Script to migrate TensorBoard event files to Weights & Biases.
This script reads all scalar metrics from a TensorBoard event file
and uploads them to a WandB project, preserving the original data structure.
"""

import argparse
import os
import sys
from typing import Dict, List, Tuple

import wandb
from tensorboard.backend.event_processing.event_accumulator import EventAccumulator


def read_tensorboard_events(
    event_file_path: str,
) -> Dict[str, List[Tuple[int, float, float]]]:
    """
    Read scalar events from a TensorBoard event file.

    Args:
        event_file_path: Path to the TensorBoard event file

    Returns:
        Dictionary mapping metric names to lists of (step, timestamp, value) tuples
    """
    print(f"Reading TensorBoard event file: {event_file_path}")

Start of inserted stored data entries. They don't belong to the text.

PR #685, opened 2020-05-11
Enable switching off SSL verification

Samweli:
Based on discussion from this issue https://github.com/geopython/OWSLib/issues/609

cc @gubuntu

### DIFF
--- a/owslib/util.py
+++ b/owslib/util.py
@@ -170,14 +170,14 @@ def openURL(url_base, data=None, method='Get', cookies=None, username=None, pass
             auth.password = password
         if cert:
             auth.cert = cert
-        if verify and not auth.verify:
-            auth.verify = verify
+        if not verify or not auth.verify:
+            verify = False
     else:
         auth = Authentication(username, password, cert, verify)
     if auth.username and auth.password:
         rkwargs['auth'] = (auth.username, auth.password)
     rkwargs['cert'] = auth.cert
-    rkwargs['verify'] = auth.verify
+    rkwargs['verify'] = verify
 
     # FIXUP for WFS in particular, remove xml style namespace
     # @TODO does this belong here?
--- a/owslib/util.py
+++ b/owslib/util.py
@@ -170,8 +170,7 @@ def openURL(url_base, data=None, method='Get', cookies=None, username=None, pass
             auth.password = password
         if cert:
             auth.cert = cert
-        if not verify or not auth.verify:
-            verify = False
+        verify = verify and auth.verify
     else:
         auth = Authentication(username, password, cert, verify)
     if auth.username and auth.password:


owslib/util.py
```diff
@@ -170,14 +170,14 @@ def openURL(url_base, data=None, method='Get', cookies=None, username=None, pass
             auth.password = password
         if cert:
             auth.cert = cert
-        if verify and not auth.verify:
-            auth.verify = verify
+        if not verify or not auth.verify:
+            verify = False
```
sbrunner, line 174: For me, this look strange, it can be simplified to 
```suggestion
        verify = verify and auth.verify
```

Samweli: right @sbrunner!

cehbrecht:
the code in openurl is confusing and we need to refactor it later. There is also a proposed workaround mentioned in the chat:
https://gitter.im/geopython/OWSLib

tomkralidis:
@Samweli thanks for the PR.  So the basic approach here is that unless verification is passed in BOTH `verify=True` and `auth.verify=True`, verification is turned OFF, correct?

Agree with @cehbrecht this is a workaround for the time being.  I'll add some documentation and notes in our release as well (this fix will trigger a new release).

Samweli:
> @Samweli thanks for the PR. So the basic approach here is that unless verification is passed in BOTH `verify=True` and `auth.verify=True`, verification is turned OFF, correct?
> 
> Agree with @cehbrecht this is a workaround for the time being. I'll add some documentation and notes in our release as well (this fix will trigger a new release).

Yes correct @tomkralidis, thanks.

tomkralidis:
@Samweli FYI the fix is not quite working for me:
```python
from owslib.csw import CatalogueServiceWeb as csw
from owslib.util import Authentication

auth = Authentication()

c = csw('https://geocris2.cdema.org/catalog/', auth=auth)
print(c.response)
```
Results in `OpenSSL.SSL.Error: [('SSL routines', 'tls_process_server_certificate', 'certificate verify failed’)]`

Samweli:
> @Samweli FYI the fix is not quite working for me:

Hi @tomkralidis, seems the package is not updated, it works if I install the package from source  and I initialize Authentication object with verify to False because otherwise it defaults to True.

```python

from owslib.csw import CatalogueServiceWeb as csw
from owslib.util import Authentication

auth = Authentication(verify=False)

c = csw('https://geocris2.cdema.org/catalog/', auth=auth)
print(c.response)
```

tomkralidis:
Hi @Samweli , to clarify, a client must ONLY pass `verify=False` to turn off SSL verification, correct?

Samweli:
> Hi @Samweli , to clarify, a client must ONLY pass `verify=False` to turn off SSL verification, correct?

Yes, correct @tomkralidis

    # Create EventAccumulator and load the event file
    event_acc = EventAccumulator(event_file_path)
    event_acc.Reload()

    # Get all available scalar tags
    scalar_tags = event_acc.Tags()["scalars"]
    print(f"Found {len(scalar_tags)} scalar metrics: {scalar_tags}")

    # Extract scalar data
    scalar_data = {}
    for tag in scalar_tags:
        scalar_events = event_acc.Scalars(tag)
        scalar_data[tag] = [
            (event.step, event.wall_time, event.value) for event in scalar_events
        ]
        print(f"  {tag}: {len(scalar_events)} data points")

    return scalar_data


def upload_to_wandb(
    scalar_data: Dict[str, List[Tuple[int, float, float]]],
    entity: str,
    project: str,
    run_name: str = None,
    run_id: str = None,
    tags: List[str] = None,
) -> None:
    """
    Upload scalar data to Weights & Biases.

    Args:
        scalar_data: Dictionary of metric data from TensorBoard
        entity: WandB entity (username/organization)
        project: WandB project name
        run_name: Optional run name (will be auto-generated if not provided)
        run_id: Optional run ID for resuming existing runs
        tags: Optional list of tags for the run
    """
    # Initialize WandB run
    run_config = {
        "entity": entity,
        "project": project,
    }

    if run_name:
        run_config["name"] = run_name
    if run_id:
        run_config["id"] = run_id
        run_config["resume"] = "allow"
    if tags:
        run_config["tags"] = tags

    print(f"Initializing WandB run in {entity}/{project}")
    if run_name:
        print(f"  Run name: {run_name}")
    if run_id:
        print(f"  Run ID: {run_id}")

    # Initialize WandB
    run = wandb.init(**run_config)

    try:
        # Get all unique steps across all metrics
        all_steps = set()
        for metric_data in scalar_data.values():
            all_steps.update(step for step, _, _ in metric_data)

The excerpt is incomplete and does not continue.